Exercise> When a line below contains the word "modules", copy that line.

[Dataset excerpts]
PR #557, opened 2026-08-08
fix(annaabi): name the Cloudflare challenge instead of emitting a bare 403

brunolm:
The module reported a bare `Unexpected response status: 403` for every address, which reads like a module bug. It is a Cloudflare managed challenge — `cf-mitigated: challenge` on every request, confirmed from two different countries and across httpx, curl_cffi and urllib.

Two changes: the module moves to the impersonating transport, which may be all it needs where the site is reachable, and the challenge is named when it is not.

## The verdict logic is verified, not assumed

The challenge was cleared by hand in a real browser and both markers still match exactly:

```
test@gmail.com              -> "Sellise emailiga kasutaja on juba registreerinud"   taken
admin@annaabi.ee            -> "See email on vaba"                                  free
info@annaabi.ee             -> "See email on vaba"                                  free
xkqpzrmvn4471zzq@gmail.com  -> "See email on vaba"                                  free
```

So this is a network wall rather than rotted parsing, and the module should work unchanged wherever the site talks to an HTTP client.

## Not verified

It has not run end-to-end from here — the challenge is served to every HTTP client regardless of region, so from my locations it returns the named error rather than a verdict. What is verified is the verdict logic, against real server responses captured once the challenge was cleared.

This mirrors #547, which does the same for the `user_scan` twin.

---

### DIFF
--- a/user_scanner/core/impersonate.py
+++ b/user_scanner/core/impersonate.py
@@ -1,3 +1,4 @@
+import asyncio
 import threading
 from typing import Callable, Literal, Optional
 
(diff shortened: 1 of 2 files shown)


kristoisberg:
I investigated these modules a few days ago when they were consistently failing for me too. Impersonation did not help, but now the modules work for me again all of a sudden. I am in favour of the improved error message, but I'm not sure if the impersonation helps at all.

kaifcodec:
@kristoisberg if this works for you, like if you are able to get a +ve/-ve hits in this test then it's fine, as I am unable to test it properly because this website is blocked in my region.

Anyways about the impersonation I don't think it matters what is used here, because httpx is brittle in these cases as we saw in all the recent fixes we had to migrate from httpx to curl_cffi but we didn't have to do vice versa. So I think using impersonation is just being safe!

kristoisberg (approved):

PR #560, opened 2026-08-09
feature: Tinder username module

kristoisberg:
This PR adds an username module for Tinder. It can only find accounts with a public handle, which is a small subset of all accounts, but this is also the extent to which other tools go.

Accounts for testing can be acquired from yandex.com with the search term `site:tinder.com "log in to like me"` as Google does not index profiles.

### DIFF
--- a/user_scanner/user_scan/social/tinder.py
+++ b/user_scanner/user_scan/social/tinder.py
@@ -1,0 +1,100 @@
+import json
+import re
+
+import httpx
+
+from user_scanner.core.orchestrator import generic_validate
+from user_scanner.core.result import Result
+
+
+def validate_tinder(user: str) -> Result:
+    url = f"https://tinder.com/@{user}"
+
+    def process(response: httpx.Response) -> Result:
+        if response.status_code != 200:
+            return Result.error(f"Unexpected response status: {response.status_code}")
+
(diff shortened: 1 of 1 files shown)


kaifcodec:
> "This PR adds an username module for Tinder. It can only find accounts with a public handle, which is a small subset of all accounts".

@kristoisberg Does it mean most of the profile stays private and they are not accessible in app or web as well? Or just not to be Crawled by bots?

kristoisberg:
> > "This PR adds an username module for Tinder. It can only find accounts with a public handle, which is a small subset of all accounts".
> 
> @kristoisberg Does it mean most of the profile stays private and they are not accessible in app or web as well? Or just not to be Crawled by bots?

They're available both on app and the web, but they haven't claimed a public handle, so they can't be viewed unless they're near you, and don't have a uniquely identifiable username.

kaifcodec (approved):
@kristoisberg The site category doesn't match logically but right now it is the closest we can get without creating a new directory just for only one module.
If you are able to get more of these then we can create a new dedicated, category `dating` for these.
I once had tried but I had given these type of modules low effort as I thought most of the sites likely use extreme bot detection.

Anyways this PR LGTM.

Task output>
I investigated these modules a few days ago when they were consistently failing for me too. Impersonation did not help, but now the modules work for me again all of a sudden. I am in favour of the improved error message, but I'm not sure if the impersonation helps at all.
I once had tried but I had given these type of modules low effort as I thought most of the sites likely use extreme bot detection.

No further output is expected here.